Von Ingeburg Peters
Seit die Stadt Hannover angestrengt Edel-Wohnungsbau-Breschen
ins Steintorviertel schlägt, schlägt das „Milieu“ seinerseits mit der Goethe-
und Braunstraße sowie Goetheplatz einen schrägen Keil mitten durch die noch
bürgerlichen Ecken rund um Leibniz-Kirche links und Gerber-/Oeltzenstraße/Königsworther
rechts.
Was sich da vor allem am Wochenende in den Dönerläden und
Tele-Shops trifft, aber auch alltags beim Frisör, in den Spielhallen, oder bei Sisha-Anbietern,
da möchte niemand leichtsinnig eine Taschendurchsuchung starten, nicht einmal
die überforderte Polizei.
Man würde eh nur die kleinen Fische fangen, die Weiße-Kragen-Täter
lassen sich nur selten wegen organisatorischer Fragen blicken.
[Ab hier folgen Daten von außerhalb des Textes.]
PR #6003, opened 2018-03-10
azure: respect -force for managed image deletion

### LINKED ISSUE #5509: build -force does not overwrite managed image in ARM
Packer 1.1.1 does not seem to be able to overwrite AzureRM managed images using the `-force` flag to `build`:

```
$ packer version
Packer v1.1.1
$ packer build -force build-azure-ansible.json
azure-arm output will be in this color.

Build 'azure-arm' errored: A managed image named base-test already exists in the resource group test.

--> azure-arm: A managed image named base-test already exists in the resource group test.

```

This looks like the same issue as #2993 but for a different provider (#2993 dealt with GCE and AWS).

boumenot:
Closes #5509

### DIFF
--- a/builder/azure/arm/builder.go
+++ b/builder/azure/arm/builder.go
@@ -99,7 +99,16 @@ func (b *Builder) Run(ui packer.Ui, hook packer.Hook, cache packer.Cache) (packe
 		// If a managed image already exists it cannot be overwritten.
 		_, err = azureClient.ImagesClient.Get(b.config.ManagedImageResourceGroupName, b.config.ManagedImageName, "")
 		if err == nil {
-			return nil, fmt.Errorf("A managed image named %s already exists in the resource group %s.", b.config.ManagedImageName, b.config.ManagedImageResourceGroupName)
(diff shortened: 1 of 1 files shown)


zanecodes:
Looks like the Azure REST API supports [overwriting VHDs during image capture](https://docs.microsoft.com/en-us/rest/api/compute/virtualmachines/capture#request-body), and right now Packer [does not do so](https://github.com/hashicorp/packer/blob/master/builder/azure/arm/config.go#L180). So all that needs to happen is to:
* change [this line](https://github.com/hashicorp/packer/blob/master/builder/azure/arm/config.go#L180) to something like `OverwriteVhds: &c.PackerConfig.OverwriteVhds,`
* add `OverwriteVhds bool` somewhere [around here](https://github.com/hashicorp/packer/blob/master/builder/azure/arm/config.go#L81)
* add `	if b.config.PackerConfig.PackerForce {
		b.config.OverwriteVhds = true
	}` around [here](https://github.com/hashicorp/packer/blob/master/builder/azure/arm/builder.go#L44)

PR #6010, opened 2018-03-13
Nest the additional field of `ami_root_device`

andrepearce:
The additional field of `ami_root_device` was not nested and as a result looked like an independent required option.


SwampDragons:
Thanks!!

PR #6015, opened 2018-03-15
Qemu provisioner example added

ruzickap:
Adding qemu provisioner Ubuntu example. It may be handy for the beginners to see the real example.

### DIFF
--- a/examples/qemu/README.md
+++ b/examples/qemu/README.md
@@ -1,0 +1,12 @@
+# QEMU Provisioner
+
+## Ubuntu example
+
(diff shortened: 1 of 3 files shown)


mwhooker:
I appreciate the PR, but I would like to keep the documentation for this to the website. We already have a working example here https://www.packer.io/docs/builders/qemu.html, and I'm not sure this adds anything. I also don't want to duplicate examples across the website and the source code.

The examples directory is kind of an odd thing... It's not very well defined. The examples in there already are things that are too cumbersome to put on the website. I'm not clear how useful they are, either, since it seems more likely new users will download the binaries and not the source code.

Again, thanks very much for the PR, but I don't think we'll merge this.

An der Ihme, im Ihme-Zentrum, auf dem Schulhof Berufsschule, sowie hinter der
Grundschule, wird unverhohlen Drogenhandel bei Tag und Nacht betrieben.
Prostitution kommt auf Bestellung in die Absteigen ringsum.
Die netten schönen Mädchen von Lars, dem Bordellbesitzer
Braunstraße, einem ehemaligen Polizisten, dessen Etablissement im Vorder- und
Hinterhaus seit je vom Ordnungsamt als „gut geführt“ bezeichnet wird, zeigen
sich häufiger ungeniert auch draußen, seit Deutschland legales Sexparadies
geworden ist.
Das könnte man für einen Fortschritt im Abbau ihrer Stigmatisierung
halten, denn die Porno-Medien-Industrie hypnotisiert Millionen verklemmte
Männer gewinnträchtig zuhause am Bildschirm, während hier noch echte
Sozialarbeit live am Mann stattfindet.
Den Mitarbeiterinnen hatte Lars ohnehin von Anfang an
verboten, im Steintorviertel zu verkehren, wie der Knacki und Schläger Gerhard
Köhn in einem unterhaltsamen Taschenbuch 1981 berichtete, das nur noch Antiquariatsliebhaber
interessiert.
Vorbei ist es zum Beispiel mit dem Columbus (geschlossen),
wo Köhn zum Recherchieren sicherheitshalber sein eigenes Bierglas mitbrachte.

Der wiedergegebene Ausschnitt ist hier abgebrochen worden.